Recording a 2 percent increase in flight arrivals compared to the pre-pandemic period, Istanbul has been the best performing city in Europe this summer, according to the data of travel data analysis company ForwardKeys, Trend reports citing Daily News.
It was followed by Athens, 7 percent down, Reykjavik and Porto, both 8 percent down, and Malaga down 13 percent.
Türkiye and Greece, the two largest air travel destinations, have both exceeded pre-pandemic levels for international visitor arrivals by 9 percent and 2 percent respectively.
Air travel to Albania, a relatively small destination with less than 1 percent market share of European flight arrivals, was also up by 28 percent.
While no other major country destinations recovered to the numbers seen in the pre-pandemic period (2019), Slovenia, just 7 percent down, Iceland, 8 percent down, and Portugal at 10 percent down came close.
Major factors driving the strong performance of Türkiye include an ongoing decline in the value of the Turkish Lira and its openness to the Russian market, from where direct flights to most of Europe have been banned, according to the company.
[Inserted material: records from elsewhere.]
PR #549, opened 2017-03-29
New library system.

waddlesplash:
~~This is so WIP it's absolutely ridiculous. Can't add new folders, can't switch list modes, games not in the NoIntro db appear blank, random commented out code still from Dolphin, etc. But it looks like I'll make rapid progress on it (when I have time...) so I'm putting it here.~~

**TODO list:**
 - [x] Wire up ability to switch between tree/list/grid/icon (icon view is kinda pointless for mGBA I guess?) modes
 - [x] Fix the treed mode showing entire pathnames
 - [x] Replace and remove old library system in last few places
 - [x] Threading
 - [x] Fix all TODO markers and stubbed code
 - [x] Fix all FIXMEs that are probably just more stubbed code
 - [x] Handle "Add folder to library"
 - [x] Right align size column
 - [x] Rework setup for icons/screenshots
- [x] Fix size column sorting
~~[ ] Enable the gamelist by default~~


src/platform/qt/CMakeLists.txt
```diff
@@ -22,13 +22,13 @@ if(BUILD_SDL)
 	if(SDL2_FOUND)
 		link_directories(${SDL2_LIBDIR})
 	endif()
-	list(APPEND PLATFORM_LIBRARY ${SDL_LIBRARY} ${SDLMAIN_LIBRARY})
+	list(APPEND PLATFORM_LIBRARY ${SDL_LIBRARY})
```
waddlesplash: Oh yeah, I should probably break these changes out into another PR. Without them, SDL + Qt build fails on MSVC.

src/platform/qt/Window.cpp
```diff
@@ -123,9 +125,10 @@ Window::Window(ConfigController* config, int playerId, QWidget* parent)
 	}, this);
 	m_config->updateOption("showLibrary");
 
-	connect(m_libraryView, &LibraryView::accepted, [this]() {
+	connect(m_libraryView, &LibraryController::startGame, [this]() {
 		VFile* output = m_libraryView->selectedVFile();
-		QPair<QString, QString> path = m_libraryView->selectedPath();
+		mLibraryEntry* entry = m_libraryView->selectedGame();
+		QPair<QString, QString> path = qMakePair(entry->filename, entry->base);
```
waddlesplash: paging @endrift: Should there even be a `selectedVFile` method? Or should that be taken care of here, since it fetches the Entry anyway?

Also what terminology should I use? "selectedGame" was the name in Dolphin, maybe "selectedEntry" is more appropriate here?

src/platform/qt/Window.h
```diff
@@ -195,7 +195,7 @@ private slots:
 #endif
 
 #ifdef USE_SQLITE3
-	LibraryView* m_libraryView;
+	LibraryController* m_libraryView;
```
waddlesplash: Wasn't sure what to call it, if you have a better name suggestion I'm all ears

src/platform/qt/library/LibraryController.cpp
```diff
@@ -0,0 +1,158 @@
...
+	m_grid_widget->RemoveGames(removedGames);
+
+	for (mLibraryEntry* file : removedGames)
+		delete file;
+		*/
+
+	setDisabled(false);
+}
+
+void LibraryController::selectLastBootedGame()
```
waddlesplash: Dolphin had this feature where on startup it would select the last booted game in the gamelist. Implement or remove?

src/platform/qt/library/LibraryController.h
```diff
@@ -0,0 +1,98 @@
...
+		size /= 1024.0;
+		unit = "kiB";
+	}
+	if (size >= 1024.0) {
+		size /= 1024.0;
+		unit = "MiB";
+	}
+	return QString("%0 %1").arg(size, 0, 'f', 1).arg(unit);
+}
+inline QString NicePlatformFormat(mPlatform platform) {
```
waddlesplash: This and the above names come straight from Dolphin, suggestions accepted

src/platform/qt/library/LibraryTree.cpp
```diff
@@ -0,0 +1,163 @@
...
+void LibraryTree::SetViewStyle(GameListStyle newStyle)
+{
+	if (newStyle == GameListStyle::STYLE_LIST) {
+		m_current_style = GameListStyle::STYLE_LIST;
+		setIndentation(0);
+		RebuildTree();
+	} else {
+		m_current_style = GameListStyle::STYLE_TREE;
+		setIndentation(20);
+		RebuildTree();
```
waddlesplash: Needs more camelCase

src/platform/qt/library/LibraryController.cpp
endrift: Implement, but not needed all at once.

src/platform/qt/CMakeLists.txt
```diff
@@ -22,13 +22,13 @@ if(BUILD_SDL)
...
 	list(APPEND PLATFORM_SRC ${PLATFORM_SRC} ${CMAKE_SOURCE_DIR}/src/platform/sdl/sdl-events.c ${CMAKE_SOURCE_DIR}/src/platform/sdl/sdl-audio.c)
 	include_directories(${SDL_INCLUDE_DIR} ${CMAKE_SOURCE_DIR}/src/platform/sdl)
 endif()
 
+include_directories("${CMAKE_CURRENT_BINARY_DIR}")
 set(CMAKE_AUTOMOC ON)
-set(CMAKE_INCLUDE_CURRENT_DIR ON)
```
waddlesplash: needs revert

src/platform/qt/ArchiveInspector.cpp
```diff
@@ -13,10 +13,11 @@ ArchiveInspector::ArchiveInspector(const QString& filename, QWidget* parent)
...
 {
 	m_ui.setupUi(this);
-	connect(m_ui.archiveView, &LibraryView::doneLoading, [this]() {
-		m_ui.loading->hide();
-	});
-	connect(m_ui.archiveView, SIGNAL(accepted()), this, SIGNAL(accepted()));
+	//connect(m_ui.archiveView, &LibraryController::doneLoading, [this]() {
+	//	m_ui.loading->hide();
+	//});
+	connect(m_ui.archiveView, &LibraryController::startGame, this, &ArchiveInspector::accepted);
```
endrift: Why not use the SIGNAL/SLOT notation here, to match the rest of the code?

src/platform/qt/library/LibraryController.cpp
```diff
@@ -0,0 +1,173 @@
...
+		addGame(o);
+	}
+}
+void AbstractGameList::removeGames(QList<LibraryEntry*> items) {
+	for (LibraryEntry* o : items) {
+		removeGame(o);
+	}
+}
+
+LibraryController::LibraryController(QWidget* parent_widget, const QString& path, ConfigController* config)
```
endrift: Why is parent not the last argument, like it is everywhere else?

src/platform/qt/library/LibraryController.cpp
```diff
@@ -0,0 +1,173 @@
...
+	: QStackedWidget(parent_widget),
```
endrift: Comma goes at the beginning of the next line.

src/platform/qt/library/LibraryController.h
```diff
@@ -0,0 +1,131 @@
...
+		return QObject::tr("GB");
+#endif
+	default:
+		return QObject::tr("?");
+	}
+}
+
+class LibraryEntry {
+public:
+	LibraryEntry(const mLibraryEntry* entry) : base(entry->base), filename(entry->filename),
```
endrift: Implementation belongs in the cpp file.

src/platform/qt/library/LibraryController.h
```diff
@@ -0,0 +1,131 @@
...
+class ConfigController;
+
+enum class LibraryStyle {
+	STYLE_LIST,
+	STYLE_TREE,
+	STYLE_GRID,
+	STYLE_ICON
+};
+
+inline QString NiceSizeFormat(size_t filesize)
```
endrift: Why are these inlines and not static methods?

src/platform/qt/library/LibraryController.cpp
```diff
@@ -0,0 +1,173 @@
...
+
+	refresh();
+	selectLastBootedGame(); // TODO: doesn't belong here
+
+	setViewStyle(LibraryStyle::STYLE_TREE);
+}
+
+LibraryController::~LibraryController() {
+	for (LibraryEntry* file : m_games.values()) {
+		delete file;
```
endrift: Hugely unfond of the fact that the list contains pointers that need to be deleted one by one. shared_ptr or just storing the raw data is probably a much better idea.

src/platform/qt/library/LibraryController.cpp
```diff
@@ -0,0 +1,173 @@
...
+		m_libraryTree->setViewStyle(newStyle);
+	} else {
+		m_libraryGrid->selectEntry(selectedEntry());
+		setCurrentWidget(m_libraryGrid);
+		m_libraryGrid->setViewStyle(newStyle);
+	}
+}
+
+void LibraryController::selectEntry(LibraryEntry* entry) {
+	if (currentWidget() == m_libraryGrid) {
```
endrift: Um, can't you just use `currentWidget()->selectEntry(entry);`?

src/platform/qt/library/LibraryController.cpp
```diff
@@ -0,0 +1,173 @@
...
+
+void LibraryController::setViewStyle(LibraryStyle newStyle) {
+	m_currentStyle = newStyle;
+
+	if (newStyle == LibraryStyle::STYLE_LIST || newStyle == LibraryStyle::STYLE_TREE) {
+		m_libraryTree->selectEntry(selectedEntry());
+		setCurrentWidget(m_libraryTree);
+		m_libraryTree->setViewStyle(newStyle);
+	} else {
+		m_libraryGrid->selectEntry(selectedEntry());
```
endrift: This code is duplicated unnecessarily. Assuming they're the same base class, you can just set a variable to the member based on the style type, then call the functions in only one place.

src/platform/qt/library/LibraryController.cpp
```diff
@@ -0,0 +1,173 @@
...
+void LibraryController::selectEntry(LibraryEntry* entry) {
+	if (currentWidget() == m_libraryGrid) {
+		m_libraryGrid->selectEntry(entry);
+	} else {
+		m_libraryTree->selectEntry(entry);
+	}
+}
+
+LibraryEntry* LibraryController::selectedEntry() {
+	if (currentWidget() == m_libraryGrid) {
```
endrift: Ditto.

src/platform/qt/library/LibraryController.cpp
```diff
@@ -0,0 +1,173 @@
...
+		return m_libraryGrid->selectedEntry();
+	} else {
+		return m_libraryTree->selectedEntry();
+	}
+}
+
+VFile* LibraryController::selectedVFile() {
+	LibraryEntry* entry = selectedEntry();
+	if (entry) {
+		mLibraryEntry bogus_entry; // TODO: this is probably a bad idea?
```
endrift: Yes, this is a bad idea. `LibraryEntry` should be a thin wrapper around `mLibraryEntry`. Just store the mLibraryEntry and query data off of it instead of duplicating all of the fields.

src/platform/qt/library/LibraryController.cpp
```diff
@@ -0,0 +1,173 @@
...
+	}
+
+	m_libraryTree->addGames(newItems);
+	m_libraryGrid->addGames(newItems);
+
+	m_libraryTree->removeGames(removedGames);
+	m_libraryGrid->removeGames(removedGames);
+
+	for (LibraryEntry* file : removedGames) {
+		delete file;
```
endrift: Ditto.

src/platform/qt/library/LibraryController.cpp
waddlesplash: Because this class (just like the LibraryView) are used inside a .ui file, and uic passes `parent` as the first argument to the constructor.

src/platform/qt/library/LibraryController.cpp
waddlesplash: Hmm. Don't think QList has a pointer getter, and there need to be uniquely identifiable pointers. Will see what I can do.

src/platform/qt/library/LibraryController.cpp
waddlesplash: I'd have to `static_cast` or `dynamic_cast` it, but, sure.

src/platform/qt/library/LibraryController.cpp
waddlesplash: Hmm. I suppose I could rig up something that would be able to handle having a `mLibraryEntry` pointer that changed.

src/platform/qt/ArchiveInspector.cpp
waddlesplash: So, about that. The SIGNAL/SLOT notation is stringly typed, which means it'll compile no matter what happens, and if the signals/slots don't exist you'll get only a warning printed to the command line (which I think I saw some of... might need to look into that.)

If you use the `&method` syntax (C++11 and up only), it does type and function checking at compile time, so if the functions are incompatible or don't exist at all, it'll fail to compile. (Plus it looks cleaner imo.)

So for now it doesn't match the rest of the code, but it would make more sense to make the rest of the code match this rather than the other way round.

waddlesplash:
All comments (except first two) addressed.

src/platform/qt/Window.cpp
```diff
@@ -108,7 +110,7 @@ Window::Window(ConfigController* config, int playerId, QWidget* parent)
 		i = m_savedScale;
 	}
 #ifdef USE_SQLITE3
-	m_libraryView = new LibraryView();
+	m_libraryView = new LibraryController(nullptr, m_config->configDir() + "/library.sqlite3", m_config);
```
endrift: configDir() is a static method. No object needed.

src/platform/qt/library/LibraryController.cpp
```diff
@@ -0,0 +1,162 @@
...
+
+	AbstractGameList* newCurrentWidget = nullptr;
+	if (newStyle == LibraryStyle::STYLE_LIST || newStyle == LibraryStyle::STYLE_TREE) {
+		newCurrentWidget = m_libraryTree;
+	} else {
+		newCurrentWidget = m_libraryGrid;
+	}
+	newCurrentWidget->selectEntry(selectedEntry());
+	newCurrentWidget->setViewStyle(newStyle);
+	setCurrentWidget(dynamic_cast<QWidget*>(newCurrentWidget));
```
endrift: I'm not too familiar with diamond inheritance, but inheriting QWidget on AbstractGameList would avoid all of these dynamic casts. That being said, composition is better than inheritance, and it's probably entirely possible to do this without MI. Hell, a bunch of the functions are copy/paste implementations over slightly different types, so templates may even work.

src/platform/qt/library/LibraryController.cpp
```diff
@@ -0,0 +1,162 @@
...
+	QList<LibraryEntry> removedEntries;
+	for (QString& path : m_entries.keys()) {
+		if (!allEntries.contains(path)) {
+			removedEntries.append(m_entries.value(path));
+			m_entries.remove(path);
+		}
+	}
+
+	m_libraryTree->addEntries(newEntries);
+	m_libraryGrid->addEntries(newEntries);
```
endrift: I'm pretty unfond of the "let's have two copies of the model just slightly different" approach. Seems clunky and probably not the right way to go about this

src/platform/qt/library/LibraryController.h
```diff
@@ -0,0 +1,135 @@
...
+class ConfigController;
+
+enum class LibraryStyle {
+	STYLE_LIST,
+	STYLE_TREE,
+	STYLE_GRID,
+	STYLE_ICON
+};
+
+static QString NiceSizeFormat(size_t filesize)
```
endrift: No initial caps on methods. Brace on same line. Why is this just floating here instead of a static class method, or in a better place?

src/platform/qt/library/LibraryController.h
```diff
@@ -0,0 +1,135 @@
...
+		size /= 1024.0;
+		unit = "kiB";
+	}
+	if (size >= 1024.0) {
+		size /= 1024.0;
+		unit = "MiB";
+	}
+	return QString("%0 %1").arg(size, 0, 'f', 1).arg(unit);
+}
+static QString NicePlatformFormat(mPlatform platform)
```
endrift: Ditto.

src/platform/qt/library/LibraryController.h
```diff
@@ -0,0 +1,135 @@
...
+	QString fullpath() const { return m_fullpath; }
+	QString title() const { return QString(entry->title); }
+	QByteArray internalTitle() const { return QByteArray(entry->internalTitle); }
+	QByteArray internalCode() const { return QByteArray(entry->internalCode); }
+	mPlatform platform() const { return entry->platform; }
+	size_t filesize() const { return entry->filesize; }
+	uint32_t crc32() const { return entry->crc32; }
+
+private:
+	friend class LibraryController;
```
endrift: friends 😢

src/platform/qt/library/LibraryController.h
```diff
@@ -0,0 +1,135 @@
...
+	mLibraryEntry* entry;
+	const QString m_fullpath;
+};
+typedef QSharedPointer<CLibraryEntry> LibraryEntry;
```
endrift: QSharedPointer is deprecated. Use std::shared_ptr instead. Not fond of the name; it's opaque and doesn't imply that it's a pointer object, which leads to confusing code. Try `CLibraryEntry` to `LibraryEntry` and `LibraryEntry` to `LibraryEntryRef` or `LibraryEntryPtr`

src/platform/qt/library/LibraryController.h
```diff
@@ -0,0 +1,135 @@
...
+	virtual void setViewStyle(LibraryStyle newStyle) = 0;
+
+	virtual void addEntry(LibraryEntry item) = 0;
+	virtual void addEntries(QList<LibraryEntry> items);
+
+	virtual void removeEntry(LibraryEntry item) = 0;
+	virtual void removeEntries(QList<LibraryEntry> items);
+};
+
+class LibraryController final : public QStackedWidget {
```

In the summer of 2019 Russians accounted for 4 percent of all arrivals to Europe, whereas in 2022, this dropped dramatically.
Greece has performed strongly as a destination throughout the pandemic by implementing relatively visitor-friendly COVID-19 travel restrictions, ForwardKeys said.
European destinations could have attracted more visitors during the summer months if the aviation industry had been better able to cope with the surge in demand for travel during late spring and early summer, said the company, adding that if there had been no disruption, the recovery in intra-European flight bookings would have been five percentage-points higher.
The strongest extra-European market, on the other hand, was the U.S. just 5 percent down on 2019.
It was followed by Colombia and Israel, both 9 percent down, South Africa, 10 percent down, Mexico down 12 percent and Canada and Kuwait, both at 13 down.
Overall, extra-European origin markets were 31 percent down.
Meanwhile, Muberra Eresin, the head of the Hotel Association of Türkiye (TUROB), anticipates this upward trend will continue throughout the year, adding that August will probably be one of the best months of the year.
The diversity of visitors’ nationalities will increase as of September, according to Eresin.
From September onwards, the focus will be on Europeans.
“We expect remarkable increases in our tourism markets such as Russia, Iran, the U.K., the Balkans, Bulgaria, Latin America, the U.S. and Azerbaijan,” she said.
Eresin added that Türkiye would be in an advantageous position in 2023 unless there is an extraordinary situation.